I cry some. I go to the funeral, or the celebration of life, whatever the family has. I pray. I don’t journal like my mother did, but I do write down dates of death and something about them.
Ellie has an edge to her, too, that reminds me of not only Maureen but of my sister. She is, in Maggie’s story, a most excellent best friend. In her own story, I feel as if she still is. I loved the time I spent with her. I hope you do, too.
Blurb:
He’s handsome but can’t even remember her name. She’s pretty, but her finickiness drives him crazy. And yet …

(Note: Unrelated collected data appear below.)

PR #4760, opened 2025-04-27
[rest] Support sending Item command/state as JSON

florian-h05:
Adds support for sending command/state through media type `application/json` to the existing plain text endpoints.

### DIFF
--- a/bundles/org.openhab.core.io.rest.core/src/main/java/org/openhab/core/io/rest/core/internal/item/ItemResource.java
+++ b/bundles/org.openhab.core.io.rest.core/src/main/java/org/openhab/core/io/rest/core/internal/item/ItemResource.java
@@ -104,6 +104,7 @@ import org.osgi.service.jaxrs.whiteboard.propertytypes.JaxrsResource;
 import org.slf4j.Logger;
 import org.slf4j.LoggerFactory;
 
+import com.google.gson.Gson;
 import com.google.gson.JsonObject;
 
 import io.swagger.v3.oas.annotations.Operation;
@@ -111,6 +112,7 @@ import io.swagger.v3.oas.annotations.Parameter;
 import io.swagger.v3.oas.annotations.media.ArraySchema;
 import io.swagger.v3.oas.annotations.media.Content;
 import io.swagger.v3.oas.annotations.media.Schema;
+import io.swagger.v3.oas.annotations.parameters.RequestBody;
 import io.swagger.v3.oas.annotations.responses.ApiResponse;
 import io.swagger.v3.oas.annotations.security.SecurityRequirement;
 import io.swagger.v3.oas.annotations.tags.Tag;
@@ -172,6 +174,7 @@ public class ItemResource implements RESTResource {
     }
 
     private final Logger logger = LoggerFactory.getLogger(ItemResource.class);
+    private final Gson gson = new Gson();
 
     private final DTOMapper dtoMapper;
     private final EventPublisher eventPublisher;
@@ -360,10 +363,19 @@ public class ItemResource implements RESTResource {
     @RolesAllowed({ Role.USER, Role.ADMIN })
     @Path("/{itemname: [a-zA-Z_0-9]+}/state")
     @Produces(MediaType.TEXT_PLAIN)
-    @Operation(operationId = "getItemState", summary = "Gets the state of an item.", responses = {
+    @Operation(operationId = "getOrSetItemState", summary = "Gets or sets the state of an item.", responses = {
             @ApiResponse(responseCode = "200", description = "OK", content = @Content(schema = @Schema(implementation = String.class))),
+            @ApiResponse(responseCode = "202", description = "State accepted"),
+            @ApiResponse(responseCode = "400", description = "State cannot be parsed"),
             @ApiResponse(responseCode = "404", description = "Item not found") })
-    public Response getPlainItemState(@PathParam("itemname") @Parameter(description = "item name") String itemname) {
+    public Response getPlainItemState(
+            @HeaderParam(HttpHeaders.ACCEPT_LANGUAGE) @Parameter(description = "language") @Nullable String language,
+            @PathParam("itemname") @Parameter(description = "item name") String itemname,
+            @QueryParam("state") @Parameter(description = "valid item state (e.g. ON, OFF) to set", required = false) @Nullable String state) {
+        if (state != null) {
+            return sendItemStateInternal(language, itemname, state);
+        }
+
         // get item
         Item item = getItem(itemname);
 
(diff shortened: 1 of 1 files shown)


spacemanspiff2007:
What about state updates? If commands are available these should work, too.

Are you aware of the [webhook binding](https://community.openhab.org/t/webhook-new-very-simple-binding-for-listening-incomming-http-requests/123597)?
Imho it tries to solve the same issue. Maybe it makes sense to consolidate into an official binding/endpoint?

TheNinth7:
> Are you aware of the [webhook binding](https://community.openhab.org/t/webhook-new-very-simple-binding-for-listening-incomming-http-requests/123597)?
> Imho it tries to solve the same issue. Maybe it makes sense to consolidate into an official binding/endpoint?

@spacemanspiff2007,

I’m the original requester for this change.
I’m developing an openHAB app for Garmin wearables. The Garmin SDK doesn’t support sending web requests with raw content, as required by the current API for sending a command.

The Webhook binding also doesn’t natively support sending commands to items. You need to create a custom Webhook setup, which involves a relatively complex configuration using a JEXL script in the Thing and additional JavaScript processing.

To make the Garmin app accessible to a wider audience, it would be much better if the needed API support were provided out of the box.

spacemanspiff2007:
@TheNinth7 
I'm not against using get requests to push data into openHAB, I explicitly support it.
This worked from OH1 - OH3 through Basic UI (unsupported) but then was unfortunately removed. 

All I'm saying is that
- state updates should be supported, too
- maybe it makes sense to implement a subset of the webhook binding
- maybe besides raw content json should also be supported for interacting with items, too

florian-h05:
> What about state updates? If commands are available these should work, too.

I didn’t notice the method for this, I will add that.

> maybe it makes sense to implement a subset of the webhook binding

I think there is some architectural difference here. The webhook binding won’t be allowed to directly control items as it is a binding, it provides a way to specify custom webhooks. I think its functionality being a binding only is fine, though it would be nice to be part of the distribution. 
The changes I do are to allow usage of the REST API like webhooks, so you only need HTTP GET for accessing some REST API functionality that currently requires the use of different HTTP methods.

> maybe besides raw content json should also be supported for interacting with items, too

That’s a good point, some clients only support posting JSON. It shouldn’t be a problem supporting multiple media types for the POST/PUT endpoints.

florian-h05:
So i am finished with adding the same functionality for states and JSON support for the existing send command/state endpoints.

splatch:
Just a generic comment around the merit - for rest interfaces GET requests should issue read requests (as verb suggests), rather than write.
It is not a bug issue for me, but it makes OH interface more of RPC.

kaikreuzer:
> Just a generic comment around the merit - for rest interfaces GET requests should issue read requests 

This is the reason why I always argued against such a "feature" - it completely goes against the [core principles of a REST API and GET requests being safe methods](https://restfulapi.net/http-methods/#get). I'm therefore still not a fan of adding that to our REST API. As @spacemanspiff2007 there was a "hidden" workaround in the past by having the Classic UI offering such an endpoint, which was not part of the REST API.

If the main use case is the support of webhooks, the approach with the webhook bindings looks much cleaner to me.

Just my two cents on the topic.

florian-h05:
What about splitting out the GET webhook functionality into a new core webhook API?
IMO it would be much more convenient to have support for sending commands and states directly without the need for a third party binding and linking channels.

TheNinth7:
From the perspective of the openHAB app I’m developing for Garmin, I can support both `PUT` and `POST` requests, with content types of either `application/x-www-form-urlencoded` or `application/json`. However, the Garmin SDK doesn’t always behave exactly as documented, so I’m happy to test in advance whichever approach you think best fits the openHAB REST API model before committing to an implementation.

spacemanspiff2007:
@kaikreuzer 
I fully agree with you that it's completely against the core principles of REST. 
But I'm also torn since it should be trivial to get data into openHAB.

Back in the days I had an old webcam on the only way to get notifications from it into openHAB was through a GET request because that was all the webcam offered. So it was either making that GET request work or nothing.
As you can guess I was not hesitant to use the workaround even though it was a dirty hack.

So I suggest that there is at least something or some way to provide more flexibility to ingest data, even though it's not the "proper" API.

Accepting json for commands / updates is imho a good idea in any case.
Maybe it makes sense to split this into two parts?

kaikreuzer:
> So I suggest that there is at least something or some way to provide more flexibility to ingest data, even though it's not the "proper" API.

Yes, I see the recurring request and see that there are many external services that don't follow REST principles, so I won't block any solution for this in core.

But I wouldn't advice to dilute the existing REST API and its endpoints by simply adding non-REST behavior to it [like here](https://github.com/openhab/openhab-core/pull/4760/files#diff-40fcf72cf6fd773547d30ba5271ba285feff86c9a761368c6e123065af8bce29L359-L364).
It might be better to maybe introduce a new dedicated endpoint like `/json-rpc/...` next to the `/rest/...` ones to keep these things apart.

digitaldan:
I also like the idea of a [JSON-RPC ](https://www.jsonrpc.org/) endpoint for this, its simple, follows a specification, and keeps the REST api clean.   I also would also definitely use this, i use  Caddy to proxy and rewrite requests from a few devices who only support get  requests for events.  Would be nice to remove those rules.

kaikreuzer (approved):
Thanks!

bundles/org.openhab.core.io.rest.core/src/main/java/org/openhab/core/io/rest/core/internal/item/ItemResource.java
```diff
@@ -459,12 +477,26 @@ public Response putItemState(
...
+        return sendItemCommandInternal(itemname, value);
+    }
+
+    @POST
+    @RolesAllowed({ Role.USER, Role.ADMIN })
+    @Path("/{itemname: [a-zA-Z_0-9]+}")
+    @Consumes(MediaType.APPLICATION_JSON)
+    public Response postItemCommandJson(@PathParam("itemname") String itemname, ValueContainer valueContainer) {
+        return sendItemCommandInternal(itemname, valueContainer.value());
+    }
```
jimtng, line 497: @lolodomo this made me think of you. I know we decided not to do it, but isn't this what you were trying to do but having trouble to do it? i.e. trying to accept either plain text and json.

florian-h05: Professing both MIME types is relatively simple, the most difficult part is getting Swagger work.

TheNinth7:
**If suppressing empty response errors is enabled:**

If that option is enabled in the [Settings](#-configuration), then the toast notification for the following errors will be suppressed.

* `INVRES` – The response was invalid (error code `-400`).
* `EMRES` – The response was empty.

If those errors persists for more than 10 seconds, they will be treated as fatal error and the full-screen error view will be displayed.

After twenty years as a nurse practitioner in the same practice, Ellie Wentz gives notice. When office politics interferes with her job, it’s time to get a new one. When her son and daughter-in-law buy her house and she has sold and given away everything else that’s not attached to her heartstrings, she packs up what remains and goes to Harper Loch to spend time with her best friend. She’ll decide what to do and where to go from there. No matter how much the handsome friend of her friends annoys her.
Jesse Grant comes to Harper Loch to help out his niece for a few weeks. He’s retired from the navy, his boys are grown, and he’s at loose ends. But he really likes the little lake community in Michigan—he thinks he might stay. Long widowed, he has no interest in getting married again, and neither does the redhead he can’t seem to avoid. And yet again…

Buy links:
Amazon: https://a.co/d/09fZR7nt
Excerpt:
Although the air was still warm, he wore a hooded sweatshirt and jeans when he rode one of the boys’ Indians around the lake.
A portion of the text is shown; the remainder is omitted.